▶ [DIRECTIONS]: Return a copy of each line in the listing that includes the word "sbPtr".

▶ [PROVIDED ENTRIES]:
PR #400, opened 2024-04-08
Fix missing assert conversion

JohanBertrand:
This is rising an error when compiling with -wConversion (conversion from unsigned int to int)


LeStarch:
@bocchino would you review this?  It is short, and looks reasonable to me.

LeStarch:
@JohanBertrand we may need to update the UT reference files too.  @bocchino is that process written somewhere we can link to?

JohanBertrand:
I updated the UT, it's supposed to be ready for review

bocchino (approved):
Looks good!

PR #408, opened 2024-04-12
Fix C++ code gen for string records

### LINKED ISSUE #392: [Data products] String type records don't work properly
~The code generator is not generating the string type that's needed for the argument to the serialization function. This issue is related to #387. We should use the same strategy for generating string type names.~

We are using the strategy described in #406. This is our go-forward strategy for strings in FPP.

bocchino:
Closes #392.


compiler/tools/fpp-to-cpp/test/component/base/ActiveGetProductsComponentAc.ref.cpp
```diff
@@ -142,17 +144,80 @@ Fw::SerializeStatus ActiveGetProductsComponentBase::DpContainer ::
...
+    sizeof(FwDpIdType) +
+    sizeof(FwSizeStoreType);
+  for (FwSizeType i = 0; i < size; i++) {
+    const Fw::StringBase *const sbPtr = array[i];
+    FW_ASSERT(sbPtr != nullptr);
+    sizeDelta += sbPtr->serializedTruncatedSize(stringSize);
+  }
+  // Serialize the elements if they will fit
+  Fw::SerializeStatus status = Fw::FW_SERIALIZE_OK;
+  if (this->m_dataBuffer.getBuffLength() + sizeDelta <= this->m_dataBuffer.getBuffCapacity()) {
```
LeStarch, line 166: Prefer () instead of relying on order of operations:  `(this->m_dataBuffer.getBuffLength() + sizeDelta)`

LeStarch (approved):
Minor non-blocking comment.

compiler/tools/fpp-to-cpp/test/component/base/ActiveGetProductsComponentAc.ref.cpp
bocchino: Good point! I will fix it.

bocchino: Fixed!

▶ [RESULT]:
+    const Fw::StringBase *const sbPtr = array[i];
+    FW_ASSERT(sbPtr != nullptr);
+    sizeDelta += sbPtr->serializedTruncatedSize(stringSize);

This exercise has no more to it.